Alles, was diesen Plan ändere, könne zu Verzögerungen von einem Jahr führen“, warnt der christdemokratische Bauausschussvorsitzende Lorenz Hartwig.

Zudem fragt Heinrich, ob und wie die „Brückenbefürworter dieses Vorhaben mit schlichtem Bauplan und ohne ein Planfeststellungsverfahren über die Bühne bringen wollen“. Doch seine und die Enthaltung von Parteifreund Thorsten Dunkelgut bei der Beschlussfassung änderte nichts mehr an der Entscheidung für die Brücke. Damit wird der Schuppen am Bahnhof verschwinden. Dem stimme die untere Denkmalschutzbehörde des Kreises zwar zu, berichtet Baubereichsleiter Kruse. Sie empfehle aber, den Abbruchantrag vor Inkrafttreten des neuen Denkmalschutzgesetzes im Herbst zu stellen.

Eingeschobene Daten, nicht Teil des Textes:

PR #408, opened 2026-06-29
Render per-test proof trees on coverage detail pages

System625:
## What does this PR do?

Renders per-test proof trees on the coverage detail pages (follow-up to #404). Positive cells show each test's success proof tree behind a collapsed disclosure; negative cells show the failed proof tree, pruned to the stacks that blame that premise plus their ancestors.

So the trees are stored in the JSONL as mirror structs not the real ProofTree. For positive trees I drop the if/let/trivial leaf nodes, so what's left is the rules that fired. For negative pages I prune each test's failed tree to only the stacks that reach the premise the page is about.

### Positive Proof Tree
image

### Negative Proof Tree
image
image

## AI disclosure

### DIFF
--- a/crates/formality-core/src/judgment/coverage.rs
+++ b/crates/formality-core/src/judgment/coverage.rs
@@ -20,7 +20,8 @@ use std::io::Write;
 use std::panic::Location;
 use std::path::PathBuf;
 
-use super::{FailedJudgment, FailureReason, ProofTree};
+use super::proven_set::judgment_name_prefix;
+use super::{FailedJudgment, FailedRule, FailureReason, ProofTree, RuleFailureCause};
 
 /// A single (judgment, rule) pair as identified in positive coverage output.
 #[derive(Clone, Eq, PartialEq, Ord, PartialOrd, Debug, Serialize, Deserialize)]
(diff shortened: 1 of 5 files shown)


crates/formality-core/src/judgment/coverage.rs
```diff
@@ -36,27 +37,139 @@ pub struct RuleId {
...
+        /// [`FailedTreeNode`]). Defaulted for forward compatibility, as above.
+        #[serde(default, skip_serializing_if = "Vec::is_empty")]
+        trees: Vec<FailedTreeNode>,
     },
 }
 
+/// A structural snapshot of a [`ProofTree`] node for embedding in positive
+/// coverage records. We keep the proof *shape* (judgment name, the rule that
+/// fired, the source location, and children) and drop the per-node attributes
+/// (argument/result `Debug` dumps), which are large and vary run-to-run.
```
nikomatsakis: Hmm. Certainly they can be large, but also, they are pretty interesting when you're browsing. We may want to revisit this. I don't think they actually vary from run-to-run in any notable way.

crates/formality-core/src/judgment/coverage.rs
```diff
@@ -36,27 +37,139 @@ pub struct RuleId {
...
+/// faithful tree of the rules that actually fired.
+///
+/// `rule` is owned because the live `ProofTree.rule_name` is `&'static str`,
+/// which serde can serialize but cannot deserialize into; a mirror type lets
+/// the report read trees back without changing the proving engine's hot type.
+#[derive(Clone, Debug, Serialize, Deserialize)]
+pub struct ProofTreeNode {
+    pub judgment: String,
+    #[serde(default, skip_serializing_if = "Option::is_none")]
+    pub rule: Option<String>,
```
nikomatsakis, line 140: What is this `None`?

crates/formality-core/src/judgment/coverage.rs
```diff
@@ -36,27 +37,139 @@ pub struct RuleId {
...
+/// Every node we keep is therefore a rule application or a `for_all`, all of
+/// which have small, stable names. This keeps the snapshot both lean and a
+/// faithful tree of the rules that actually fired.
+///
+/// `rule` is owned because the live `ProofTree.rule_name` is `&'static str`,
+/// which serde can serialize but cannot deserialize into; a mirror type lets
+/// the report read trees back without changing the proving engine's hot type.
+#[derive(Clone, Debug, Serialize, Deserialize)]
+pub struct ProofTreeNode {
+    pub judgment: String,
```
nikomatsakis, line 134: What does this string name? It'd be good to have an example

crates/formality-core/src/judgment/coverage.rs
nikomatsakis, line 14: I think it would be very helpful to have (at the module level) a standalone example of some judgment rules and two tests, one positive and one negative. That way in the rustdocs on the trees we can explain the values of the various variables and the resulting trees based on the example.

crates/formality-core/src/judgment/coverage.rs
```diff
@@ -182,11 +301,14 @@ fn coverage_dir() -> Option<PathBuf> {
...
-// have similar guarantees on Windows for ordinary files, so parallel `cargo test`
-// processes can safely append to the same file without locking, provided each
-// line stays small.
+// Parallel `cargo test` processes append to this file concurrently without
+// locking. Appends of a single payload are atomic for ordinary files, so we
+// build the record plus its trailing newline up front and emit it with one
+// `write_all` (rather than `writeln!`, which can issue separate writes for the
+// line and the newline and interleave under concurrency). The reader still
+// tolerates the occasional torn line, since embedding proof trees makes
+// individual lines larger and no atomicity guarantee is unconditional.
```
nikomatsakis: This sounds kinda like AI nonsense. What does it even mean ("no guarantee is unconditional"). It's either atomic or it's not. If it's not atomic, then we should use OS-level locking primitives.

nikomatsakis (changes requested):
Left some suggestions, mostly asking for better comments. 

*[View changes since this review](https://triagebot.infra.rust-lang.org/gh-changes-since/rust-lang/a-mir-formality/408/c8e57e72bbd4b5c959838b9d6170258af9bbbff5..d32a358db475df2690ff956b608dd4fecc57099d)*

nikomatsakis (approved):
This looks good, I'd like to see it in action before making more suggestions, so I'm going to merge

*[View changes since this review](https://triagebot.infra.rust-lang.org/gh-changes-since/rust-lang/a-mir-formality/408/c8e57e72bbd4b5c959838b9d6170258af9bbbff5..ff3c8ec32c5fa1eb6567329474e4e3e9523a75a6)*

Möglicherweise werde dann auch das Silo abgerissen.

Die Bauzeit soll etwa ein Jahr dauern. „Und dann haben wir keinen Parkplatznotstand mehr“, sieht Hartwich voraus. Aber möglicherweise ein paar Bäume weniger, wie Ines Knoop-Hille von den Grünen befürchtet. Dieses Thema möchte Planer Rosenberg beim „Feintuning“ angehen.

Ungeklärt ist auch noch, wie breit die Brücke sein wird und wie sie zwischen Radfahrern, Fußgängern und Autos aufgeteilt wird. CDU-Fraktionschef Torsten Fuhr weist unter anderem auf die geänderte Gesetzeslage zur Auszeichnung von Fahrradwegen hin. In sechs Wochen will der Bauausschuss nun „das Profil der Straße klären“.